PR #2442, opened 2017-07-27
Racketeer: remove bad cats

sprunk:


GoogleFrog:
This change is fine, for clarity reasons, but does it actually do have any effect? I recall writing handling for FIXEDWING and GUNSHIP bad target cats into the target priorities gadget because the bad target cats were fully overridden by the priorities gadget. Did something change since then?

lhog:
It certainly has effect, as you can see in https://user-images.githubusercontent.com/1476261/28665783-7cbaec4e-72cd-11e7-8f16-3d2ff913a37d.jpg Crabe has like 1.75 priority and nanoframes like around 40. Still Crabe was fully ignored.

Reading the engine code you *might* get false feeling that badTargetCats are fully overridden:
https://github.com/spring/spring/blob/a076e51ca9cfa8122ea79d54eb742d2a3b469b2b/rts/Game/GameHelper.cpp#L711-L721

==

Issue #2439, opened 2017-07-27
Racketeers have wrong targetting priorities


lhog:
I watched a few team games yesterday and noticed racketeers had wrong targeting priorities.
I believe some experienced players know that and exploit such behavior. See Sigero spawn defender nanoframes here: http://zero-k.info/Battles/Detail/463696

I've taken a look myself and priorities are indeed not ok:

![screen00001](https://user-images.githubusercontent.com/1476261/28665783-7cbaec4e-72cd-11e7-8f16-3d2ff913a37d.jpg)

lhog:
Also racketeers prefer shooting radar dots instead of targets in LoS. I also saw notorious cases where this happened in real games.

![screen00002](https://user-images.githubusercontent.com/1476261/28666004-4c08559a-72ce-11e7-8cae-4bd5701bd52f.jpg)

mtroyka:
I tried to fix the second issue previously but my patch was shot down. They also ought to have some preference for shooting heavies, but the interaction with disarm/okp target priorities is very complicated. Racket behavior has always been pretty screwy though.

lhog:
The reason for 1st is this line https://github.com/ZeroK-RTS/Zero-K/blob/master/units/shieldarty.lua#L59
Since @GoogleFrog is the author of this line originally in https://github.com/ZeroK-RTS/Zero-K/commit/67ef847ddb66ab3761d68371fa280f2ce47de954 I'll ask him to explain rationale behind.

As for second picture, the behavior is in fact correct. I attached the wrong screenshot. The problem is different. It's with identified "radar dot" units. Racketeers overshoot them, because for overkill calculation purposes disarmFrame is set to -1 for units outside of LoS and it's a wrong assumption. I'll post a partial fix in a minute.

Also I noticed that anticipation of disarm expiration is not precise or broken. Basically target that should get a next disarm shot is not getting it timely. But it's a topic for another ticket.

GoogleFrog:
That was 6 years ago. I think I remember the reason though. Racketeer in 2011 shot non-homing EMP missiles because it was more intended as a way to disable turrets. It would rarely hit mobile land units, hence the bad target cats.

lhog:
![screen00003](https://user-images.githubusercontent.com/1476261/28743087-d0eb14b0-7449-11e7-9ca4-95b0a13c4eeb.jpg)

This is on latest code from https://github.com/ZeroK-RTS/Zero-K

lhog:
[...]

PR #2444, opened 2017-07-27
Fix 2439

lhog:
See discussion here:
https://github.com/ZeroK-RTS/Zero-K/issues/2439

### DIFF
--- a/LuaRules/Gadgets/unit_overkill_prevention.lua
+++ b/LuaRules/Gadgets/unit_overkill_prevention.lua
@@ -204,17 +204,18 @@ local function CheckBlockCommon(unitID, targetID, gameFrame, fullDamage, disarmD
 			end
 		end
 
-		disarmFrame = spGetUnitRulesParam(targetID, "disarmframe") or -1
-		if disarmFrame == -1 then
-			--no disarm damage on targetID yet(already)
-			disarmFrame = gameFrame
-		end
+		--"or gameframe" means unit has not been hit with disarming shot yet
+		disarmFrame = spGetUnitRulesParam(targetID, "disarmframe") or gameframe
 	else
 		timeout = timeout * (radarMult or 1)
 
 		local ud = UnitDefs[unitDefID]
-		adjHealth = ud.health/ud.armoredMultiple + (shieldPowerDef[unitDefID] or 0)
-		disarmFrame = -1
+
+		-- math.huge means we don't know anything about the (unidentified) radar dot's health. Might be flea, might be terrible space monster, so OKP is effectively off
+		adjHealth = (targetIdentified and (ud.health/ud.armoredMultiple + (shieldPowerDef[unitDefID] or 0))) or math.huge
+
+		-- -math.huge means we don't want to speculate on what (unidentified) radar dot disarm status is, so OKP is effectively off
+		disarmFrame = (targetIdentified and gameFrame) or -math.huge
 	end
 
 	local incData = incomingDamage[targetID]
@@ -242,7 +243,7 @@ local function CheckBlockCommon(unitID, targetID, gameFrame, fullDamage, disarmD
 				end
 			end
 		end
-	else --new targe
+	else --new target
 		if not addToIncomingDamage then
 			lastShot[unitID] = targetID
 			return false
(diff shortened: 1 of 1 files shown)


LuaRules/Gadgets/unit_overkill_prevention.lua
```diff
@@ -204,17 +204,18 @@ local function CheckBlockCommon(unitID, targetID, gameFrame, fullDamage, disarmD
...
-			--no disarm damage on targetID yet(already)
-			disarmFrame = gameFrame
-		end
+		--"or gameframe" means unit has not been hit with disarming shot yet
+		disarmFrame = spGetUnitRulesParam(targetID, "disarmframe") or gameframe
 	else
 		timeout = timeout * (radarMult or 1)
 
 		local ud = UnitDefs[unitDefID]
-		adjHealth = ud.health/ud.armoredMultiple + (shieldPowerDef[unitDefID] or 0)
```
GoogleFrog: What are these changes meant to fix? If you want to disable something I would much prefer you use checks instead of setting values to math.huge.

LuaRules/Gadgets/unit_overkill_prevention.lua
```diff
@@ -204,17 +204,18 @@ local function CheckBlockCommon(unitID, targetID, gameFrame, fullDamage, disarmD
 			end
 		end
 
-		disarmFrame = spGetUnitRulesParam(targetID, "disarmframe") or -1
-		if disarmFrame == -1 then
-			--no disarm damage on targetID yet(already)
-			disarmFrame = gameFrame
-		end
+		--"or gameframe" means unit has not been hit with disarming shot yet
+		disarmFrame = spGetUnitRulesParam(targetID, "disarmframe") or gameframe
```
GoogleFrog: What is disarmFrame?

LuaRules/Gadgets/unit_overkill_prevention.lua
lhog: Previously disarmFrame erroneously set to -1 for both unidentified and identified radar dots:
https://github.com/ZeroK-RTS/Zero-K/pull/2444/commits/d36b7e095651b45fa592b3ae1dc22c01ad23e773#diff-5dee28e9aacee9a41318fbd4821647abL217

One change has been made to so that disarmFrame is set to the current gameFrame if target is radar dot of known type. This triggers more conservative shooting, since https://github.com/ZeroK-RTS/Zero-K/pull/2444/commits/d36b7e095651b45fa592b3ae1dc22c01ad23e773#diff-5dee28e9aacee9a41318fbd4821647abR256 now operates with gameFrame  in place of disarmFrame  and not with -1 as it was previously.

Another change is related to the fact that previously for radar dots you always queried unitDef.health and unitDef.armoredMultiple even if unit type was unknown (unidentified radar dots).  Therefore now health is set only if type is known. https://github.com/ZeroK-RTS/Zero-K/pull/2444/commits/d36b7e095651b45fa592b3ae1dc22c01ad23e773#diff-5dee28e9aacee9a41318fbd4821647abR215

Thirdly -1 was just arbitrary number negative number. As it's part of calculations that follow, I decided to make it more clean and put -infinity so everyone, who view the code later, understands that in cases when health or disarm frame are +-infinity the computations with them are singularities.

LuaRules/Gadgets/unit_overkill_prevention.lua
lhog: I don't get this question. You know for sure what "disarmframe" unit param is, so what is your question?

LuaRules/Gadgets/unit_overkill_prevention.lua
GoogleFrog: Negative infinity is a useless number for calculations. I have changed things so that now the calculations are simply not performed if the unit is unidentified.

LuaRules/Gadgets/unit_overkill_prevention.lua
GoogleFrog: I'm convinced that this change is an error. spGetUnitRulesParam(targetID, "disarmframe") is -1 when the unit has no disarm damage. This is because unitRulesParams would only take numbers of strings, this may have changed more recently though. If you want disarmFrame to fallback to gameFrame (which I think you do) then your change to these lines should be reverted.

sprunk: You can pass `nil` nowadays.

--

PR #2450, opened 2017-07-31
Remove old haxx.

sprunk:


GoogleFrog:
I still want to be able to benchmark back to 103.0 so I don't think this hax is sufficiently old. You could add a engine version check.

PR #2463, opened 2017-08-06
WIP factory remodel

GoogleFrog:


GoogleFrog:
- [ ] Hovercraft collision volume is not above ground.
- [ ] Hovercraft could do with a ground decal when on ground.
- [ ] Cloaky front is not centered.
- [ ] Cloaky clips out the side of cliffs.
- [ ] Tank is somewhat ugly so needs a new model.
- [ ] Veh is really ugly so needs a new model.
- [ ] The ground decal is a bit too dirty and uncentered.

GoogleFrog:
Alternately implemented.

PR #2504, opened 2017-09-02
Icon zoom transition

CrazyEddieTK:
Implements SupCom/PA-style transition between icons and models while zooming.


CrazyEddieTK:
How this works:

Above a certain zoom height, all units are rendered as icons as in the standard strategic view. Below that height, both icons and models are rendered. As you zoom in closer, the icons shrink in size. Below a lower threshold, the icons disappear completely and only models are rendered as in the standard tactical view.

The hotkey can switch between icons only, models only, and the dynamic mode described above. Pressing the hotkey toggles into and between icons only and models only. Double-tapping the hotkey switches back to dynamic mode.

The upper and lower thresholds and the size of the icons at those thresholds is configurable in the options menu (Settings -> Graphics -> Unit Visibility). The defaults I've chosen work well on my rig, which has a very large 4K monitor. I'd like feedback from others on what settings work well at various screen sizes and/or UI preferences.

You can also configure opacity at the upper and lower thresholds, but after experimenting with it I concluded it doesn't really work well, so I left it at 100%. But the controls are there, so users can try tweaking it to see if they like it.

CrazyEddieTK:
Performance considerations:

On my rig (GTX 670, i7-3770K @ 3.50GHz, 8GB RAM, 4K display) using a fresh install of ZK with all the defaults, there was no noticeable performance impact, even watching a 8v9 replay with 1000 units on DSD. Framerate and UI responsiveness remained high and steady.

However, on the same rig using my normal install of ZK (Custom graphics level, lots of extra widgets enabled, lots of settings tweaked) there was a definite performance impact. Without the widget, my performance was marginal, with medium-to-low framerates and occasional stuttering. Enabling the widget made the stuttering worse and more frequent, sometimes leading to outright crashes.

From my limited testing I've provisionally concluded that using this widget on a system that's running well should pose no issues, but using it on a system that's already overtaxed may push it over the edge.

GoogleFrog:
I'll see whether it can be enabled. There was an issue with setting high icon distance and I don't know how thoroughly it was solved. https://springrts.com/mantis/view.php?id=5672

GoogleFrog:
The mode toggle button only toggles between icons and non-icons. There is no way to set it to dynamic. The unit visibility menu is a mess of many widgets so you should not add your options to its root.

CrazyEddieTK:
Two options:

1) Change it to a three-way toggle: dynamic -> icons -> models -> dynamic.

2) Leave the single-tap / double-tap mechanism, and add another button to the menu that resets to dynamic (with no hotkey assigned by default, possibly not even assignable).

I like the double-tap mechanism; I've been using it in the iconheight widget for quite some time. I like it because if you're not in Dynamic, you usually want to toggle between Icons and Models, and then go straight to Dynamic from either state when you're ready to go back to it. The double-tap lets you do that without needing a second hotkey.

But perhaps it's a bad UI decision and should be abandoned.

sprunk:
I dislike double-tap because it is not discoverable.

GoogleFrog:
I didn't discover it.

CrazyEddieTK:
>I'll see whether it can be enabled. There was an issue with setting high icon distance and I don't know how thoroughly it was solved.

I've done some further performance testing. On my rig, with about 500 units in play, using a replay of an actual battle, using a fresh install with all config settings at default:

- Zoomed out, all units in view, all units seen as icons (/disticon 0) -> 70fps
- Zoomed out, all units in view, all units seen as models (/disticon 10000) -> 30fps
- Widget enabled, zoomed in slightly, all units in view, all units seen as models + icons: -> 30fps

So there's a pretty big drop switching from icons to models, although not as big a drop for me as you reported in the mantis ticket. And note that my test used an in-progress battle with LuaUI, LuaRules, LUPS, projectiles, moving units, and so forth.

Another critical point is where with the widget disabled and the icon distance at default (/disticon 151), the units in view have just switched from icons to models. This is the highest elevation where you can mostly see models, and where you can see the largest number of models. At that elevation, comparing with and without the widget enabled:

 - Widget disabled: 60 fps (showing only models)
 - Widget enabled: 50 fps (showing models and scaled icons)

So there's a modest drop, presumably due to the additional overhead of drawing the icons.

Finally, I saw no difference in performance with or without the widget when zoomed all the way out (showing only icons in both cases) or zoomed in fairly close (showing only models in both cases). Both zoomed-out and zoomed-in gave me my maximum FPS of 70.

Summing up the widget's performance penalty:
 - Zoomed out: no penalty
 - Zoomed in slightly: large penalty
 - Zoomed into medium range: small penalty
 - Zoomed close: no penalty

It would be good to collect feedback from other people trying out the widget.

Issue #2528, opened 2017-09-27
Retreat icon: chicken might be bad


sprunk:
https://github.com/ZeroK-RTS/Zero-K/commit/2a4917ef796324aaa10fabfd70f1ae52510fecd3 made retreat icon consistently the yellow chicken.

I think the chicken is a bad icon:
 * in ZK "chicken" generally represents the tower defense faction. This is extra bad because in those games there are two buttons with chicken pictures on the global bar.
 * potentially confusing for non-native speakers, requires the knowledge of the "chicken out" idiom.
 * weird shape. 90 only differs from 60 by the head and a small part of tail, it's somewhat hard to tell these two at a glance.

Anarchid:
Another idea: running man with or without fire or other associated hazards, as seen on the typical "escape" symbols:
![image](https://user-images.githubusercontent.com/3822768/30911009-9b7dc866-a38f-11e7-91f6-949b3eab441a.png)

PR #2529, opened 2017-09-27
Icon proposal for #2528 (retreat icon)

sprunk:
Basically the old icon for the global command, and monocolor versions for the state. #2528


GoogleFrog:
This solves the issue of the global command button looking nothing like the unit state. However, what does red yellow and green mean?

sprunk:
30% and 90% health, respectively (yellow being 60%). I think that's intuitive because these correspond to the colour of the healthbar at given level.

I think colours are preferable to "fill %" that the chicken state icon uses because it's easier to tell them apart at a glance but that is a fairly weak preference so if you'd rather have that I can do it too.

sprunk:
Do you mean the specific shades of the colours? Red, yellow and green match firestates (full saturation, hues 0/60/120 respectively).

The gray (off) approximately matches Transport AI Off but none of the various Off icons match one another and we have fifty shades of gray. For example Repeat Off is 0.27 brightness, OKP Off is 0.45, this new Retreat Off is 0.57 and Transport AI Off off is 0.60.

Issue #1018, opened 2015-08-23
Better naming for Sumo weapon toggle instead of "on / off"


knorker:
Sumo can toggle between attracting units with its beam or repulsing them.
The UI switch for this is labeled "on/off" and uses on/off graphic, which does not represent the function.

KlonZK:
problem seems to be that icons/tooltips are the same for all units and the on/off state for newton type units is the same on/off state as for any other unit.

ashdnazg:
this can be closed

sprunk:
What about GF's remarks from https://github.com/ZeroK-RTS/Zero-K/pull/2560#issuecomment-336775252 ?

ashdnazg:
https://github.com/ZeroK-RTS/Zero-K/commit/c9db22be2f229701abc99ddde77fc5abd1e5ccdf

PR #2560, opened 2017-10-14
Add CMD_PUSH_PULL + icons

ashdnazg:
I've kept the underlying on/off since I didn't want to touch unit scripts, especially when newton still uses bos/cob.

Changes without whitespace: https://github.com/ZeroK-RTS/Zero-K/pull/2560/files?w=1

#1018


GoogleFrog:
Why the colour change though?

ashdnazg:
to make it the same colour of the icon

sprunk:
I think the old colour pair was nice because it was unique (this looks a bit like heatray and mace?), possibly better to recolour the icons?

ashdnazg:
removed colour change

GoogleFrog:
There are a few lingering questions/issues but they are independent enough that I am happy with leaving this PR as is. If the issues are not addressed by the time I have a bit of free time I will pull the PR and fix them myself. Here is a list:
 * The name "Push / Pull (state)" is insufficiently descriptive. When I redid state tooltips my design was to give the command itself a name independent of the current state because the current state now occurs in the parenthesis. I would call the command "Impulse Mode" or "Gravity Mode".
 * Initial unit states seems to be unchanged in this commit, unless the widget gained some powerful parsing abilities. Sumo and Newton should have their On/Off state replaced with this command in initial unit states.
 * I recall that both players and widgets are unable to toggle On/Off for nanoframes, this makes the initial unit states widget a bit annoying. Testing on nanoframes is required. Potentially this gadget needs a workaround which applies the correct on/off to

● Requirement: Retype the portion of the data above that starts on the line with "Retreat icon: chicken might be bad" and finishes on the line with "the global bar.", including both of those lines.

● Expected output:
Retreat icon: chicken might be bad


sprunk:
https://github.com/ZeroK-RTS/Zero-K/commit/2a4917ef796324aaa10fabfd70f1ae52510fecd3 made retreat icon consistently the yellow chicken.

I think the chicken is a bad icon:
 * in ZK "chicken" generally represents the tower defense faction. This is extra bad because in those games there are two buttons with chicken pictures on the global bar.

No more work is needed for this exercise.